Dataset items
PR #9714, opened 2026-07-21
fix(ui): align toggle switch handle symmetrically in on state

sei0:
## Summary

The toggle switch's handle was not centred symmetrically in the **on** state: it sat 4px from the right edge while the off state sat 2px from the left.

The arithmetic, from the real classes: the track is `h-5 w-9` with `box-sizing: border-box` and a 1px border, so the content box is **34px** wide. The handle is `size-3.5` = **14px**. `translate-x-0.5` insets the off state by **2px**. A symmetric on state therefore needs `34 − 14 − 2 = 18px`, i.e. `translate-x-4.5`. The code used `translate-x-4` (16px), leaving a 4px right gap against a 2px left gap.

## ELI5

A toggle is a little pill with a dot that slides between two ends. When the dot was on the left it sat 2 pixels from the edge; when you flipped it to the right it stopped 4 pixels short. Nobody would consciously notice, but it made the switch look subtly lopsided in the "on" position. This moves the dot 2 pixels further so both ends match exactly.

## Proof of fix

The switches in this codebase are **hand-rolled**, not instances of a shared `ui/switch.tsx` primitive — there is no such file. The off/on offsets are written literally at each of 26 call sites, which is exactly why they drifted. So the fix has to touch each site, and the durable protection is a test that scans them all.

Added `src/renderer/src/components/toggle-switch-handle-alignment.test.ts`. It walks the source for two-state handle offsets and asserts every pair is the symmetric `translate-x-0.5` / `translate-x-4.5`.

**Reverting a single call site is enough to fail it** — this is the drift-detection proof, and it means no future switch can silently regress:

```
$ git checkout origin/main -- src/renderer/src/components/settings/AccountsPane.tsx
    src/renderer/src/components/toggle-switch-handle-alignment.test.ts

 × offsets the on state so both edges inset by 2px
 × pairs every two-state handle with the symmetric on/off offsets
AssertionError: expected [ Array(1) ] to deeply equal []
AssertionError: expected [ …(2) ] to deeply equal [ 'translate-x-0.5 translate-x-4.5' ]

```

**With all 26 sites corrected:**

```
$ git checkout HEAD -- src/renderer/src/components/settings/AccountsPane.tsx
    src/renderer/src/components/toggle-switch-handle-alignment.test.ts

 Test Files  1 passed (1)
      Tests  3 passed (3)
```

The geometry is stated in the description so a reviewer can check the arithmetic without running anything: `34 − 14 − 2 = 18px = translate-x-4.5`.

## Proof of no regressions

```
$ npx vitest run --config config/vitest.config.ts src/renderer/src/components/settings/ \
    src/renderer/src/components/toggle-switch-handle-alignment.test.ts
 Test Files  101 passed (101)
      Tests  649 passed (649)

$ node config/scripts/check-styled-scrollbars.mjs      # clean
```

- Every toggle switch's handle moves **2px further right in the on state**. That is the entire change; it is the fix.
- The off state, track size, colours, transition timing, focus ring, and disabled styling are all untouched.

All 26 changed files receive the identical one-token substitution (`translate-x-4` → `translate-x-4.5`) on the handle span. No component's structure, props, or behavior changes.

## Compatibility

- **Platforms:** macOS / Linux / Windows. A Tailwind spacing token compiled to a CSS transform; no platform branch, no key modifiers, no paths, no Electron API. Chromium is the only engine Electron renders in.
- **SSH / remote:** N/A — presentation-only, identical for local, SSH, and relay-backed workspaces.
- **Performance:** No hot-path change. `translate-x-4.5` and `translate-x-4` compile to the same `transform: translateX(...)` property with a different constant; identical layout/paint cost and no extra style recalculation. No new classes, elements, state, or effects.

## Screenshots

The change is a 2px shift, which is real but hard to convey honestly in a scaled screenshot — at normal zoom the before/after images look identical, and a zoomed crop invites the reader to trust a rendering I would have had to set up by hand. I chose to make the guarantee **checkable instead of photographable**: the arithmetic is written out above, and `toggle-switch-handle-alignment.test.ts` enforces it across all 26 sites in CI, failing if any one drifts.

I did not capture before/after images — stating that plainly rather than attaching something that would not actually demonstrate the fix.

## Testing

- [ ] `pnpm lint` — not run in full. Ran `node config/scripts/check-styled-scrollbars.mjs` (part of the lint suite, relevant to a class-only change): clean.
- [ ] `pnpm test` — not run in full (30+ min). Ran the settings directory plus the new suite: 101 files, 649 tests passed.
- [ ] `pnpm build` — not run.
- [x] Added or updated high-quality tests that would catch regressions — a source-scanning boundary test that fails if *any* of the 26 sites drifts from the symmetric pair.

## AI Review Report

Reviewed with Claude Code (Opus 5) and independently re-verified. Risks checked:

- **Should this be one change to a shared primitive instead of 26 edits?** This was the first thing checked, since a 26-file diff for an alignment bug normally means the fix is in the wrong layer. Confirmed there is **no** `src/renderer/src/components/ui/switch.tsx`; each switch is hand-rolled with literal offsets. Per-site edits are therefore unavoidable, and the scanning test is what prevents the next drift — it is the part of this PR that carries long-term value.
- **Is the arithmetic right?** Derived from the real classes rather than eyeballed: `w-9` (36px) − 2×1px border = 34px content box; `size-3.5` = 14px handle; `translate-x-0.5` = 2px inset ⇒ on state = 18px = `translate-x-4.5`. Off and on insets are now equal.
- **Is `translate-x-4.5` a real token?** Verified — Tailwind 4.2.4 supports `.5` spacing natively, and `translate-x-4.5` already appears on `main` in `SidebarFilter.tsx` and `SidebarWorkspaceFilterSection.tsx`. No new token, value, or config entry is introduced, per `docs/STYLEGUIDE.md`.
- **Variant/theme coverage:** all 26 sites use the same `h-5 w-9` / `size-3.5` geometry, so there is no second size whose maths would differ. The change is colour-independent, so light and dark themes are unaffected.
- **Consumer layout:** the handle is `pointer-events-none` and absolutely positioned within its track; shifting it 2px cannot affect the surrounding layout in any container.
- **Cross-platform (macOS / Linux / Windows):** no platform-dependent code, shortcut labels, paths, or shell behavior in this diff.

## Security Audit

- **Input handling:** none. Presentation-only class change.
- **Path handling:** none.
- **Auth / secrets:** none touched. Worth noting one of the changed files is `AccountsPane.tsx`, but only the handle-offset token is modified — no auth logic, state, or rendering condition is affected.
- **IPC:** untouched.

## Notes

- **Follow-up worth considering, deliberately out of scope:** the real root cause is that 26 components each hand-roll a switch instead of sharing a primitive. Extracting a `ui/switch.tsx` would make this class of bug structurally impossible, but it is a much larger refactor with real regression surface and does not belong in an alignment fix. The scanning test is the interim guard.

Original patch by @sei0.

### DIFF
--- a/src/renderer/src/components/NewWorkspaceComposerCard.tsx
+++ b/src/renderer/src/components/NewWorkspaceComposerCard.tsx
@@ -1442,7 +1442,7 @@ export default function NewWorkspaceComposerCard({
               <span
                 className={cn(
                   'pointer-events-none block size-3.5 rounded-full bg-background shadow-sm transition-transform',
-                  createMultiple ? 'translate-x-4' : 'translate-x-0.5'
+                  createMultiple ? 'translate-x-4.5' : 'translate-x-0.5'
                 )}
               />
             </span>
--- a/src/renderer/src/components/NewWorkspaceComposerCard.tsx
+++ b/src/renderer/src/components/NewWorkspaceComposerCard.tsx
@@ -604,6 +604,7 @@ function useComposerFileDragOver(): {
   }
 }
 
+/** Composer card for creating new workspaces. */
 export default function NewWorkspaceComposerCard({
   contextualTourSource,
   containerClassName,
--- a/src/renderer/src/components/NewWorkspaceComposerCard.tsx
+++ b/src/renderer/src/components/NewWorkspaceComposerCard.tsx
@@ -604,7 +604,6 @@ function useComposerFileDragOver(): {
   }
 }
 
-/** Composer card for creating new workspaces. */
 export default function NewWorkspaceComposerCard({
   contextualTourSource,
   containerClassName,
--- a/src/renderer/src/components/contextual-tours/ContextualTourControl.tsx
+++ b/src/renderer/src/components/contextual-tours/ContextualTourControl.tsx
@@ -66,7 +66,7 @@ function AutoRenameBranchFromWorkControl(): JSX.Element {
           <span
             className={cn(
               'pointer-events-none block size-3.5 rounded-full bg-background shadow-sm transition-transform',
-              enabled ? 'translate-x-4' : 'translate-x-0.5'
+              enabled ? 'translate-x-4.5' : 'translate-x-0.5'
             )}
           />
         </button>
--- a/src/renderer/src/components/contextual-tours/ContextualTourControl.tsx
+++ b/src/renderer/src/components/contextual-tours/ContextualTourControl.tsx
@@ -5,6 +5,7 @@ import type { ContextualTourStepControl } from '../../../../shared/contextual-to
 import { CONTEXTUAL_TOUR_ENABLE_AUTO_WORKSPACE_NAME_EVENT } from './contextual-tour-composer-events'
 import { translate } from '@/i18n/i18n'
 
+/** Contextual tour overlay control with toggle. */
 export function ContextualTourControl({
   control
 }: {
--- a/src/renderer/src/components/contextual-tours/ContextualTourControl.tsx
+++ b/src/renderer/src/components/contextual-tours/ContextualTourControl.tsx
@@ -5,7 +5,6 @@ import type { ContextualTourStepControl } from '../../../../shared/contextual-to
 import { CONTEXTUAL_TOUR_ENABLE_AUTO_WORKSPACE_NAME_EVENT } from './contextual-tour-composer-events'
 import { translate } from '@/i18n/i18n'
 
-/** Contextual tour overlay control with toggle. */
 export function ContextualTourControl({
   control
 }: {
--- a/src/renderer/src/components/feature-wall/AiCommitPrSettingsSwitch.tsx
+++ b/src/renderer/src/components/feature-wall/AiCommitPrSettingsSwitch.tsx
@@ -27,7 +27,7 @@ export function AiCommitPrSettingsSwitch({
       <span
         className={cn(
           'pointer-events-none block size-3.5 rounded-full bg-background shadow-sm transition-transform',
-          checked ? 'translate-x-4' : 'translate-x-0.5'
+          checked ? 'translate-x-4.5' : 'translate-x-0.5'
         )}
       />
     </button>
--- a/src/renderer/src/components/feature-wall/AiCommitPrSettingsSwitch.tsx
+++ b/src/renderer/src/components/feature-wall/AiCommitPrSettingsSwitch.tsx
@@ -7,6 +7,7 @@ type AiCommitPrSettingsSwitchProps = {
   onToggle: () => void
 }
 
+/** Toggle switch for AI commit/PR settings. */
 export function AiCommitPrSettingsSwitch({
   checked,
   label,
--- a/src/renderer/src/components/feature-wall/AiCommitPrSettingsSwitch.tsx
+++ b/src/renderer/src/components/feature-wall/AiCommitPrSettingsSwitch.tsx
@@ -7,7 +7,6 @@ type AiCommitPrSettingsSwitchProps = {
   onToggle: () => void
 }
 
-/** Toggle switch for AI commit/PR settings. */
 export function AiCommitPrSettingsSwitch({
   checked,
   label,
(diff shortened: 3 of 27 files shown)


sei0:
@coderabbitai review

brennanb2025:
Thanks for this — the diagnosis and the arithmetic both hold up. Heads up that I've pushed one commit to your branch, so the extra commit isn't a surprise.

I measured it in the running app rather than trusting the maths: the track renders 36px wide with a 1px border (a 34px content box) and the handle is 14px, so the off state sits 3px from the outer edge while the on state was landing 5px from it. With `translate-x-4.5` both ends measure 3px — checked across every rendered switch in settings and the workspace composer, in light and dark, and the 0.15s slide is unaffected.

What I changed — the guard test only, none of your component fixes:

- It was finding files by shelling out to `git grep` for `role="switch"`, which silently skipped two of the sites this PR fixes: `stats/ClaudeUsageLoadingState.tsx` (a loading skeleton, so it's a `div` with no role) and `settings/HiddenExperimentalGroup.tsx`. I confirmed the gap by reverting the loading-state handle back to `translate-x-4` — the old test stayed green. It now walks the renderer with the same `readdirSync` + TypeScript AST approach `i18n/no-top-level-translate.test.ts` already uses, and finds each knob inside its own track instead of scanning source text forward, so a same-file icon or a neighbouring element can't be mistaken for it.
- It also now fails when the premise behind `34 − 14 − 2 = 18` stops holding, not just when a token changes: a track that loses its 1px border or gains padding, a conditional whose two branches no longer pair off/on, and a track whose knob moves into a child component — that last case used to make the scan quietly stop seeing it.

One for later: you're right in your notes that the real problem is these being hand-rolled at every call site. Extracting a shared switch primitive would make this class of bug impossible, and it genuinely doesn't belong in an alignment fix — worth doing on its own.

brennanb2025:
Thanks for the PR!

brennanb2025:
### Attachments

| grok-pr9714-settings-general-full.png | grok-pr9714-settings-appearance-full.png |
|---|---|
|  |  |

| grok-pr9714-closeup-live-on-nest-workspaces.png | grok-pr9714-closeup-live-off-confirm-before-closing-pinned-tabs.png |
|---|---|
|  |  |

| grok-pr9714-closeup-row-on-nest-workspaces.png | grok-pr9714-closeup-row-off-confirm-pinned.png |
|---|---|
|  |  |

| grok-pr9714-closeup-row-on-auto-save.png |
|---|
|  |

brennanb2025:
## Electron UI validation (post-merge) — toggle handle alignment

Isolated `pnpm dev` for this worktree: CDP `9400`, userData `/tmp/orca-pr9714-userdata-*`, renderer `http://localhost:5177/`.

**Identity (`window.api.app.getIdentity()`):**
- `devRepoRoot`: `/Users/brennanbenson/orca/workspaces/orca/pr-9714-review`
- `devBranch`: `fix/toggle-switch-handle-alignment`
- `devWorktreeName`: `pr-9714-review`
- `devLabel`: `pr9714-validation-grok`

**Settings → General** (live switches exercised via CDP):
| State | Outer left gap | Outer right gap | Computed `translate` | Class |
|---|---:|---:|---:|---|
| ON  | 19px | 3px | 18px | `translate-x-4.5` |
| OFF | 3px  | 19px | 2px  | `translate-x-0.5` |

Track: 36×20px, `border-box`, 1px borders (content box 34px); thumb: 14×14px. Gaps are exactly mirrored between ON/OFF. After click: OFF→ON lands at L19/R3; ON→OFF lands at L3/R19.

**Animation:** `transition-property: transform, translate, scale, rotate` at `0.15s` — unchanged; slide still animates via Tailwind v4 `translate`.

**Logs:** no switch/UI errors. Only pre-existing noise on this disposable profile: `legacy worker provider-ready recovery failed: terminal_liveness_unavailable`, `MaxListenersExceededWarning` on BrowserWindow.

**Verdict: LAND** (already merged). Screenshots attached in the prior comment (`grok-pr9714-*`).

PR #9722, opened 2026-07-21
fix(i18n): correct zh.json 'Match Case' mistranslation

fsdwen:
The Chinese translation for "Match Case" was incorrectly translated as "火柴盒" (matchbox) — the verb "match" was misinterpreted as the noun "match" (a stick for lighting fire).

Corrected to "区分大小写", which is the standard Chinese UI term for case-sensitive matching.


fsdwen:
@AmethystLiang

PR #9729, opened 2026-07-21
fix(agents): stop forking a duplicate Pi tab for a live background session

shaharmor:
## Summary

Fixes a bug where finishing a Pi turn in a background tab and then reactivating the worktree could pop open a duplicate Pi tab resuming a session that was still alive in the original tab.

## ELI5

If an AI assistant finished talking in a tab you weren't looking at, coming back to that project could open a second copy of it. Now it stays as one tab.

## Root cause & fix

Pi's live-recovery records keep a session resumable after its turn completes, but worktree activation's `recordPaneIsOwnedByPreservedPane()` only treated a pane as owning its session when that pane was the one reconnecting on activation (the active tab). A done-but-alive Pi pane sitting in a background tab was misread as un-owned, so resume forked a duplicate tab. The fix adds `stablePaneHasLivePty()`: a pane owns its running session whenever it currently has a live PTY, regardless of focus, and returns early before the activation gate. Liveness is read from the runtime `ptyIdsByTabId` map rather than the stale `ptyIdsByLeafId` layout snapshot.

## Evidence

Validated & rebased onto latest main during a bug-bash triage on 2026-07-23. Rebase onto `origin/main` was clean.

- Test `pi-live-session-no-duplicate-tab.test.ts` passes on branch: **1 file, 1 test passed**.
- Reverting only the fix (`sleeping-agent-pane-ownership.ts`) to `origin/main` while keeping the test makes it **FAIL** — resume forks a duplicate tab (`launched === 1`).
- Lint clean: `oxlint` on the changed file reports no findings.

```
STEP 2a (on branch): Test Files 1 passed (1); Tests 1 passed (1)

STEP 2b (fix reverted): FAIL
AssertionError: expected 1 to be +0 // Object.is equality
  at pi-live-session-no-duplicate-tab.test.ts:78  expect(launched).toBe(0)
```

## Trade-offs

None — pure fix.

## Regression risk

Zero-regression by construction: only the ownership branch for panes with a live PTY changes. Genuinely hibernated panes (no live PTY) keep the existing cold-restore-and-fork behavior, so non-affected paths are unchanged. The reproduction test proves both the fix and the preserved behavior.

_Credit to @shaharmor for the original fix. Validated, rebased, and (where applicable) hardened via automated bug-bash review; original fix design preserved._

### DIFF
--- a/src/renderer/src/lib/pi-live-session-no-duplicate-tab.test.ts
+++ b/src/renderer/src/lib/pi-live-session-no-duplicate-tab.test.ts
@@ -1,0 +1,82 @@
+import { afterEach, describe, expect, it } from 'vitest'
+import type { SleepingAgentSessionRecord } from '../../../shared/agent-session-resume'
+import { useAppStore } from '@/store'
+import { resumeSleepingAgentSessionsForWorktree } from './resume-sleeping-agent-session'
+
+const initialAppStoreState = useAppStore.getState()
+const LEAF_ID = '11111111-1111-1111-8111-111111111111'
+const PANE_KEY = `pi-tab:${LEAF_ID}`
+
+afterEach(() => {
+  useAppStore.setState(initialAppStoreState, true)
+})
+
+describe('Pi live session does not spawn a duplicate resume tab', () => {
+  it('keeps a done-but-alive Pi pane instead of forking a new tab', () => {
+    const providerSession = {
+      key: 'session_id' as const,
+      id: 'pi-1',
+      transcriptPath: '/tmp/pi-session-1.jsonl'
+    }
+    const record: SleepingAgentSessionRecord = {
+      paneKey: PANE_KEY,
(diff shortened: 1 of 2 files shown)


JakubGrupa36:
@shaharmor +1, I have that problem very frequent - switching between worktrees with pi creates a lot of forks of active sessions which is totally frustrating.

shaharmor:
@nwparker can we please get this reviewed? It's really making the Orca experience frustrating.

nwparker:
@shaharmor yeah doing it now

And sorry my GH volume has been too high so I miss mentions 😢 
Feel free to always msg me on X or Discord and I'll take care of stuff nearly instantly!

nwparker:
Thanks so much for this, @shaharmor — stop forking a duplicate Pi tab for a live background session. Reviewed, rebased on latest `main`, and merged. Really appreciate the contribution! 🙏

PR #9733, opened 2026-07-21
Fix folder workspace parent race during background creation

noO0oOo0ob:
## Summary

- capture the active folder workspace when quick worktree creation is submitted
- carry that captured parent through pending/retry state and background creation
- preserve the existing active-workspace fallback for legacy and synchronous callers
- add regression coverage for changed focus and explicitly unparented requests

## Root cause

Quick creates close the composer and continue in the background. The store previously resolved `parentWorkspace` only when each background job reached `createWorktree`. If an earlier job completed first, activation changed `activeWorkspaceKey` from the folder workspace to the new worktree. Later jobs then omitted the folder parent and appeared as unattached worktrees.

## Impact

Users can queue worktrees for several repositories in one folder workspace without waiting for each previous task to complete. Every queued worktree remains attached to the folder workspace that was active when Create was clicked.

## Validation

- `vitest` targeted suites: 261 tests passed
- `pnpm run typecheck:web`
- `oxlint` on all changed files
- `oxfmt` on all changed files

## ELI5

◆ REQUIRED ACTION ◆
Please give the number of lines above that hold the word "AiCommitPrSettingsSwitchProps", and only that number.

◆ TASK RESULT ◆
2